■ **Exercise goal**
Below are some records; quote exactly the lines from the one that contains "PR #938, opened 2017-01-17" through the one that contains "It wasn't immediately", inclusive, and no others.

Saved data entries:
[Start of section]

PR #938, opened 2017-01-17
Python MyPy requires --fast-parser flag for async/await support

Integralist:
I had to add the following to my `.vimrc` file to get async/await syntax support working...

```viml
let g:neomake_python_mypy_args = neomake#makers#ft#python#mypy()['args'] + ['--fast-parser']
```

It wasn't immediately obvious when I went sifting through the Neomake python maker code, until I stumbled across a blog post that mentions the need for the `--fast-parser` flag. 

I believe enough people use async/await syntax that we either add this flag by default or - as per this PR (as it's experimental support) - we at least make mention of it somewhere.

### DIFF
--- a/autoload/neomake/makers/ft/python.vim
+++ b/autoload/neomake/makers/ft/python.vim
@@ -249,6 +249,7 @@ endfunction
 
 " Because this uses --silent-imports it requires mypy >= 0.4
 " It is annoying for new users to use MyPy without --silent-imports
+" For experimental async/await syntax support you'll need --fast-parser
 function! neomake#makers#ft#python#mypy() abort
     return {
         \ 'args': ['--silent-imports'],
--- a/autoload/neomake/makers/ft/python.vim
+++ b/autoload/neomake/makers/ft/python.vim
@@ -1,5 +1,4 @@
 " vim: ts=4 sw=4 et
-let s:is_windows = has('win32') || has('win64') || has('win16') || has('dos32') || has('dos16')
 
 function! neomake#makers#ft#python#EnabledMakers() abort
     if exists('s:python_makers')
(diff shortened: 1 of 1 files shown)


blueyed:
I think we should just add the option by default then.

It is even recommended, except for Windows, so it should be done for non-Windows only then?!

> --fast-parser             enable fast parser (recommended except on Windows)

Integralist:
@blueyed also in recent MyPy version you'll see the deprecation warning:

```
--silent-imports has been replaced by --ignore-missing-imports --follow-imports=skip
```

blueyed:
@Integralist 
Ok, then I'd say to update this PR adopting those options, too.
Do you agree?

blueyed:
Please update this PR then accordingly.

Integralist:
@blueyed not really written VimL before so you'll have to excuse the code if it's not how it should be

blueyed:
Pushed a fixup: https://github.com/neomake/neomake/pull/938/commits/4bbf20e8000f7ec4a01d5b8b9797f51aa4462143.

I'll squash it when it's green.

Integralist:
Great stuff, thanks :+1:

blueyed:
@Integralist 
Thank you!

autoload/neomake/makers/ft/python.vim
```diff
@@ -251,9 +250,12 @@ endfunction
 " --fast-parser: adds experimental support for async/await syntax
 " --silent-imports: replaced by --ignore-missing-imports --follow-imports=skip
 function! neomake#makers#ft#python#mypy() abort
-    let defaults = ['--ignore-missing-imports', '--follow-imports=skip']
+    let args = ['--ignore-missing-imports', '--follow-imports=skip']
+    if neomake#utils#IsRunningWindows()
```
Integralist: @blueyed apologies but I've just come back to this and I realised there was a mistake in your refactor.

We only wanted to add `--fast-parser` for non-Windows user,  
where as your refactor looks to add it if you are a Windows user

[End of section]
[Start of section]

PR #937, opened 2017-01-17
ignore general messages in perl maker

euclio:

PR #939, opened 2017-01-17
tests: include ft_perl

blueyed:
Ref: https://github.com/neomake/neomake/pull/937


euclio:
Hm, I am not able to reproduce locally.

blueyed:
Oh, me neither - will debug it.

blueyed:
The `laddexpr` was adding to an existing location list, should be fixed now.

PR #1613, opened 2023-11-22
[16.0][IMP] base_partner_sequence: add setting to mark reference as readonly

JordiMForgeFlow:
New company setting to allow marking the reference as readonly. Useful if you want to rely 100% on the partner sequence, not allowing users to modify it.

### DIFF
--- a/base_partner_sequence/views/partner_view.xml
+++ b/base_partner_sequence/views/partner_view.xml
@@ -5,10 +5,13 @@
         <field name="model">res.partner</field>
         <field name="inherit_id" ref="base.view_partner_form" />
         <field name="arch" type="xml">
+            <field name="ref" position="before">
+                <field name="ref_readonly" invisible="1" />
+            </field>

[End of section]

■ **Solution to the exercise**
PR #938, opened 2017-01-17
Python MyPy requires --fast-parser flag for async/await support

Integralist:
I had to add the following to my `.vimrc` file to get async/await syntax support working...

```viml
let g:neomake_python_mypy_args = neomake#makers#ft#python#mypy()['args'] + ['--fast-parser']
```

It wasn't immediately obvious when I went sifting through the Neomake python maker code, until I stumbled across a blog post that mentions the need for the `--fast-parser` flag. 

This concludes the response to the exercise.